標準の状態でセルに9桁以上の桁数の数字を打った時、自然とセル幅は大きくなってしまいます。
ところが、セル幅が決まっている場合セル幅を狭めると、このエラーになってしまいます。
対処
セル幅を大きく調整(列番号の間の境界をドラッグします。)するか、文字サイズを小さくします。
原因2.日付けの設定
日付けの設定がされているセルにマイナス値が入力された場合(日付けの表示や計算は通常1以上の正の値でなければなりません。
対処
正の値を入れ直します。
[セルの書式設定]で[表示形式]のタブの分類で、数値、または日付を選択して設定します。
- エラー値 #VALUE! の意味(読み方:バリュー)
- エラー値 #VALUE! は、引数やオペランドの種類が正しくないときや、数式のオートコレクト機能が数式を訂正できないときに返されます。
- (用語:オペランドとは、等号 (=) で始まり、演算の対象となる要素のことで、
演算の対象となるオペランドには、一定の値を保持する値 (定数)、セルまたはセル範囲の参照、
見出し (ラベル)、名前、またはワークシート関数を使用できます。)
- (用語:定数とは、セルまたは数式に直接入力する数値や名前で表される文字列。
例えば日付 ”2004/8/15 ”、数値 ”210 ”、文字列 ”四半期の売上 ” はすべて定数です。数式や数式の計算結果は定数ではありません。)

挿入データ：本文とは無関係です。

PR #256, opened 2022-04-08
e2e: serial: remove skip if `E2E_SERIAL_STAGING` variable set

fromanirh:
fix the pod overhead test. This also allows to remove the last `E2E_SERIAL_STAGING` instance.

### DIFF
--- a/test/e2e/serial/tests/workload_overhead.go
+++ b/test/e2e/serial/tests/workload_overhead.go
@@ -135,8 +135,6 @@ var _ = Describe("[serial][disruptive][scheduler] numaresources workload overhea
 			})
 			It("[test_id:47582][tier2] schedule a guaranteed Pod in a single NUMA zone and check overhead is not accounted in NRT", func() {
 
-				skipUnlessEnvVar("E2E_SERIAL_STAGING", "FIXME: NRT filter clashes with the noderesources fit plugin")
-
 				// even if it is not a hard rule, and even if there are a LOT of edge cases, a good starting point is usually
 				// in the ballpark of 5x the base load. We start like this
 				podResources := corev1.ResourceList{
--- a/test/e2e/serial/tests/workload_overhead.go
+++ b/test/e2e/serial/tests/workload_overhead.go
@@ -31,6 +31,7 @@ import (
 
 	nrtv1alpha1 "github.com/k8stopologyawareschedwg/noderesourcetopology-api/pkg/apis/topology/v1alpha1"
 	"github.com/openshift-kni/numaresources-operator/internal/resourcelist"
+	e2ereslist "github.com/openshift-kni/numaresources-operator/internal/resourcelist"
 	schedutils "github.com/openshift-kni/numaresources-operator/test/e2e/sched/utils"
 	e2efixture "github.com/openshift-kni/numaresources-operator/test/utils/fixture"
 	e2enrt "github.com/openshift-kni/numaresources-operator/test/utils/noderesourcetopologies"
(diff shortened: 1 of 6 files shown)


test/e2e/serial/tests/workload_overhead.go
```diff
@@ -147,14 +147,11 @@ var _ = Describe("[serial][disruptive][scheduler] numaresources workload overhea
 
 				// need a zone with resources for overhead, pod and a little bit more to avoid zone saturation
 				zoneRequiredResources := rtClass.Overhead.PodFixed.DeepCopy()
-				zoneRequiredResources.Cpu().Add(*podResources.Cpu())
-				zoneRequiredResources.Cpu().Add(*minRes.Cpu())
-
-				zoneRequiredResources.Memory().Add(*podResources.Memory())
-				zoneRequiredResources.Memory().Add(*minRes.Memory())
+				resourcelist.AddCoreResources(zoneRequiredResources, *podResources.Cpu(), *podResources.Memory())
+				resourcelist.AddCoreResources(zoneRequiredResources, *minRes.Cpu(), *minRes.Memory())
```
shajmakh, line 151: adding minRes as is now will result in a total of CPUs with portions, and due to a gap of not accounting for CPU portions in NRT, the consumed resources will not be reflect in NRT. thus need to round this up, either the after all addition (resourcelist.RoundUp) or nested round up in  AddCoreResources.

fromanirh: good point! let's however not add unrelated logic to `AddCoreResources` and let's just bump the requirements here.

test/e2e/serial/tests/workload_overhead.go
```diff
@@ -225,8 +230,7 @@ var _ = Describe("[serial][disruptive][scheduler] numaresources workload overhea
 				Expect(err).NotTo(HaveOccurred(), "Unable to get pods from Deployment %q:  %v", deployment.Name, err)
 
 				podResourcesWithOverhead := podResources.DeepCopy()
-				podResourcesWithOverhead.Cpu().Add(*rtClass.Overhead.PodFixed.Cpu())
-				podResourcesWithOverhead.Memory().Add(*rtClass.Overhead.PodFixed.Memory())
+				resourcelist.AddCoreResources(podResourcesWithOverhead, *rtClass.Overhead.PodFixed.Cpu(), *rtClass.Overhead.PodFixed.Memory())
```
shajmakh, line 233: note that the pod should be guaranteed, yet in line 213 it sets only the limits

fromanirh: this is fine: https://kubernetes.io/docs/tasks/configure-pod-container/quality-service-pod/#create-a-pod-that-gets-assigned-a-qos-class-of-guaranteed
```
Note: If a Container specifies its own memory limit, but does not specify a memory request, Kubernetes automatically assigns a memory request that matches the limit. Similarly, if a Container specifies its own CPU limit, but does not specify a CPU request, Kubernetes automatically assigns a CPU request that matches the limit. 
```

test/e2e/serial/tests/workload_overhead.go
shajmakh: same for the overhead, it is currently 500m cpus. we want to test this is not reflected in the NRT so better that we have 1 cpu

fromanirh: another good point! Let's round up the value after the addition.

test/e2e/serial/tests/workload_overhead.go
shajmakh: good to know that, thanks for the link!

test/e2e/serial/tests/workload_overhead.go
```diff
@@ -243,9 +251,14 @@ var _ = Describe("[serial][disruptive][scheduler] numaresources workload overhea
 					_, err = e2enrt.CheckZoneConsumedResourcesAtLeast(*nrtInitial, *nrtPostCreate, podResources)
```
shajmakh, line 251: don't we need to check that the output value (here is ignored "_") is not empty because of the same reason that we check it is empty in line 254?

fromanirh: yep, I should have fixed also this. Thanks!

fromanirh: we do, revisited the checks in the last upload

shajmakh:
thanks for the patch
/lgtm

test/e2e/serial/tests/workload_overhead.go
```diff
@@ -240,12 +260,16 @@ var _ = Describe("[serial][disruptive][scheduler] numaresources workload overhea
...
 					Expect(err).ToNot(HaveOccurred())
+					// If the pods are running, and they are because we reached this far, then the resources must have been accounted SOMEWHERE!
+					Expect(match).ToNot(Equal(""), "inconsistent accounting: no resources consumed by deployment running")
 
-					// Here error have to Ocurr because pod overhead resources should not be count
-					_, err = e2enrt.CheckZoneConsumedResourcesAtLeast(*nrtInitial, *nrtPostCreate, podResourcesWithOverhead)
-					Expect(err).To(HaveOccurred())
+					matchWithOverhead, err := e2enrt.CheckZoneConsumedResourcesAtLeast(*nrtInitial, *nrtPostCreate, podResourcesWithOverhead)
+					Expect(err).ToNot(HaveOccurred())
+					// OTOH if we add the overhead no zone is expected to have allocated the EXTRA resources - exactly because the overhead
```
yanirq, line 270: I might loose the acronyms in the comments but up to you

test/utils/noderesourcetopologies/noderesourcetopologies.go
```diff
@@ -232,7 +232,7 @@ func FilterAnyZoneMatchingResources(nrts []nrtv1alpha1.NodeResourceTopology, req
 	for _, nrt := range nrts {
 		matches := 0
 		for _, zone := range nrt.Zones {
-			klog.Infof(" ----> node %q zone %q provides %s requrst %s", nrt.Name, zone.Name, e2ereslist.ToString(AvailableFromZone(zone)), reqStr)
+			klog.Infof(" ----> node %q zone %q provides %s request %s", nrt.Name, zone.Name, e2ereslist.ToString(AvailableFromZone(zone)), reqStr)
```
yanirq, line 235: arrows is a new format for us to observe things more easily ?   maybe this should be consistent, just a thought, not for this PR.

fromanirh: it was mostly me trying to give a structure to the output, and this somehow stuck, probably because we lack better alternatives.

yanirq:
some minor nits (not even for this PR) but overall looks good to me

- 端的にいうと、「不適切なデータが入っている」ということです。
- 原因
数値または TRUE や FALSE などの論理値が必要な部分に文字列が入力されていて、その文字列が正しいデータ型に変換されません。
対処
必要な演算数や引数について、数式または関数が正しいかどうか、また、数式で参照するセルの値が有効かどうかを確認します。
図: #VALUE!
数値と文字列の足し算、たとえば図 #VALUE!、の上の表で、数値をセル参照で個別に並べたものですが、セル B4 に [欠席] という文字列が入力されている場合、数式 =B2+B3+B4+B5 は、エラー値 #VALUE! を返します。
同様に、数値をセル参照で個別に並べて人数で割った平均値もエラーになります。
下の表は合計、平均をそれぞれ[SUM]と[AVERAGE]関数を用いて計算した結果ですが、エラーは表示されませんでした。

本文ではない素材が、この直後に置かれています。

PR #265, opened 2022-04-12
serial: add tests for scheduling pod with nodeAffinity

shajmakh:
Add new tests checking that deployment pods with nodeAffinity specified are scheduled properly on the feasible single numa node even though the resources are available on node level on two compute nodes.


test/e2e/serial/tests/workload_placement_nodelabel.go
```diff
@@ -82,19 +88,27 @@ var _ = Describe("[serial][disruptive][scheduler] numaresources workload placeme
...
 	// This is ugly, but automatically computing the values is not straightforward
 	// and will we want to start lean and mean.
-	Context("with two nodes with two NUMA zones", func() {
-		It("[test_id:47598][tier2] should place the pod in the node with available resources in one NUMA zone and fulfilling node selector", func() {
+	Context("with two labeled nodes with two NUMA zones", func() {
+		labelName := "size"
+		labelValueMedium := "medium"
+		labelValueLarge := "large"
+		var targetNodeName, alternativeNodeName string
+		var ok bool
```
fromanirh, line 96: do we really need to make this a context variable?

test/e2e/serial/tests/workload_placement_nodelabel.go
```diff
@@ -111,45 +125,20 @@ var _ = Describe("[serial][disruptive][scheduler] numaresources workload placeme
 			}
 			nrtCandidateNames := e2enrt.AccumulateNames(nrtCandidates)
 
-			// we need to label two of the candidates nodes
-			// one of them will be the targetNode where we expect the pod to be scheduled
-			// and the other one will not have enough resources on only one numa zone
-			// but will fulfill the node selector filter.
-			targetNodeName, ok := nrtCandidateNames.PopAny()
+			targetNodeName, ok = nrtCandidateNames.PopAny()
```
fromanirh, line 128: what about
```
var ok bool
targetNodeName, ok = nrtCandidateNames.PopAny()
```
?

test/e2e/serial/tests/workload_placement_nodelabel.go
```diff
@@ -111,45 +125,20 @@ var _ = Describe("[serial][disruptive][scheduler] numaresources workload placeme
...
 			Expect(ok).To(BeTrue(), "cannot select a target node among %#v", nrtCandidateNames.List())
 			By(fmt.Sprintf("selecting target node we expect the pod will be scheduled into: %q", targetNodeName))
 
-			alternativeNodeName, ok := nrtCandidateNames.PopAny()
-			Expect(ok).To(BeTrue(), "cannot select a target node among %#v", nrtCandidateNames.List())
+			alternativeNodeName, ok = nrtCandidateNames.PopAny()
```
fromanirh, line 132: same?

test/e2e/serial/tests/workload_placement_nodelabel.go
```diff
@@ -211,6 +224,193 @@ var _ = Describe("[serial][disruptive][scheduler] numaresources workload placeme
...
+
+			By("Verifing the NRT statistics are updated")
+			targetNodeNRTCurrent, err := e2enrt.FindFromList(nrtCandidates, targetNodeName)
+			Expect(err).NotTo(HaveOccurred())
+			Expect(e2enrt.CheckEqualAvailableResources(*targetNodeNRTInitial, *targetNodeNRTCurrent)).To(BeTrue())
+		})
+
+		Context("label two nodes with different label values but both matching the node affinity of the deployment pod of the test", func() {
+			var err error
+			var unlabelTarget, unlabelAlternative func() error
```
fromanirh, line 236: let's make sure we call these functions if the tests fails for error, and thus exits before we call these functions in the expected place

test/e2e/serial/tests/workload_placement_nodelabel.go
```diff
@@ -211,6 +224,193 @@ var _ = Describe("[serial][disruptive][scheduler] numaresources workload placeme
...
+
+			It("[test_id:47597][tier2] should be able to schedule pod with affinity property requiredDuringSchedulingIgnoredDuringExecution on the available node with feasible numa zone", func() {
+				By("create a deployment with one guaranteed pod with node affinity property: requiredDuringSchedulingIgnoredDuringExecution")
+				deploymentName := "test-dp"
+				var replicas int32 = 1
+
+				podLabels := map[string]string{
+					"test": "test-dp",
+				}
+				nodeSelector := map[string]string{}
```
fromanirh, line 256: this seems unneeded

test/e2e/serial/tests/workload_placement_nodelabel.go
```diff
@@ -211,6 +224,193 @@ var _ = Describe("[serial][disruptive][scheduler] numaresources workload placeme
...
+				deployment := objects.NewTestDeployment(replicas, podLabels, nodeSelector, fxt.Namespace.Name, deploymentName, objects.PauseImage, []string{objects.PauseCommand}, []string{})
+				deployment.Spec.Template.Spec.SchedulerName = serialconfig.Config.SchedulerName
+				deployment.Spec.Template.Spec.Containers[0].Resources.Limits = requiredRes
+				affinity := createNodeAffinityRequiredDuringSchedulingIgnoredDuringExecution(labelName, []string{labelValueLarge, labelValueMedium}, corev1.NodeSelectorOpIn)
+				deployment.Spec.Template.Spec.Affinity = affinity
```
fromanirh, line 261: nit: can we avoid the temporary value?

test/e2e/serial/tests/workload_placement_nodelabel.go
```diff
@@ -211,6 +224,193 @@ var _ = Describe("[serial][disruptive][scheduler] numaresources workload placeme
...
+
+			It("[test_id:49843][tier2] should be able to schedule pod with affinity property prefferdDuringSchedulingIgnoredDuringExecution on the available node with feasible numa zone", func() {
+				By("create a deployment with one guaranteed pod with node affinity property: prefferdDuringSchedulingIgnoredDuringExecution")
+				deploymentName := "test-dp"
+				var replicas int32 = 1
+
+				podLabels := map[string]string{
+					"test": "test-dp",
+				}
+				nodeSelector := map[string]string{}
```
fromanirh, line 316: same

fromanirh (commented):
initial review, looks nice! some minor(-ish) comments inside

fromanirh:
to move forward, let's make sure we unlabel on error path (if it is already the case, let's explain in the comments); after that, let's review the code organization proper, which bite us already. Everything else is minor and not blocking.

test/e2e/serial/tests/workload_placement_nodelabel.go
```diff
@@ -0,0 +1,416 @@
...
+				Eventually(func() bool {
+					updatedDp := &appsv1.Deployment{}
+					err = fxt.Client.Get(context.TODO(), client.ObjectKeyFromObject(deployment), updatedDp)
+					Expect(err).ToNot(HaveOccurred())
+					return e2ewait.IsDeploymentComplete(deployment, &updatedDp.Status)
+				}, time.Second*30, time.Second*5).Should(BeTrue(), "deployment %q became unready", deployment.Name)
+
+			})
+
+			It("[test_id:49843][tier2] should be able to schedule pod with affinity property prefferdDuringSchedulingIgnoredDuringExecution on the available node with feasible numa zone", func() {
```
shajmakh, line 308: this test case and 47597 can be part of Describe Table since both are performing same checked but different node affinity configurations.

fromanirh: they can. This will probably require some test code refactoring, though.

test/e2e/serial/tests/workload_placement_nodelabel.go
shajmakh: changed the code a bit so we'll need the temp value to show what affinity property we are working with in each test

test/e2e/serial/tests/workload_placement_nodelabel.go
shajmakh: there is no need, in fact, I just put it up here so that the second declared variable in some assignments can be updated properly without considering it a new var inside the `It` scope. I updated the code as per your suggestion. Thanks for raising this!

test/e2e/serial/tests/workload_placement_nodelabel.go
shajmakh: updated, thanks for highlighting that.

fromanirh (approved):
/lgtm
/hold
thanks for the updates! has this been verified against a cluster? if so, feel free to remove the hold

shajmakh:
> /lgtm /hold thanks for the updates! has this been verified against a cluster? if so, feel free to remove the hold

yes, the tests were tested and they passed as expected

fromanirh:
> > /lgtm /hold thanks for the updates! has this been verified against a cluster? if so, feel free to remove the hold
> 
> yes, the tests were tested and they passed as expected

awesome
/hold cancel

補記:「欠席」と入力されていたセルを0か、空欄のままにすると、エラー値が数値に変わります。
- エラー値 #DIV/0! の意味(読み方:デバイド・バー・ゼロ)
- エラー値 #DIV/0! は、数式で 0 (ゼロ) による除算が行われた場合に返されます。
下図例2の場合です。わざわざ0(ゼロ)で割ることはしないと思いますが、数式をオートフィル機能でコピーした産物です。空欄で割った場合でも0で割ったことになります。
図:#DIV/0!
- エラー値 #NAME? の意味(読み方:ネーム)
- エラー値 #NAME? は、Excel で認識できない名前が使われた場合に返されます。
原因 対処
数式で使用する名前を削除したか、または存在しない名前を使っています。
関数名やセル範囲名などの名前が正しくない。アルファベット綴りを見直しましょう。
上図例1の場合、AVERAGEとするところをAVEREGEとスペルミスを犯しています。
- エラー値 #N/A の意味(読み方:ノー・アサイン)
- エラー値 #N/A は、関数や数式に使用できる値がない場合に返されます。
種類が検索型関数(VLOOKUP等で)引数に不適当な値を与えたとき発生します。
(下図では、右の2行の表参照データに[-10]のデータが無いため生じたエラーです。
図:#N/A
- エラー値 #REF! の意味(読み方:リファレンス)
- エラー値 #REF! は、数式中のセル参照が無効なときに返されます。
原因 対処
数式作成後、参照位置のセルを不用意に削除したり、値の種類を変更したりすると発生します。
セル参照をもう1度見直しましょう。
- エラー値 #NUM! の意味(読み方:ナンバー)
- エラー値 #NUM! は、数式または関数の数値に問題がある場合に返されます。
原因 対処
引数として数値を指定する関数に、不適切な値を使っています。 関数に正しい引数を指定しているかどうかを確認します。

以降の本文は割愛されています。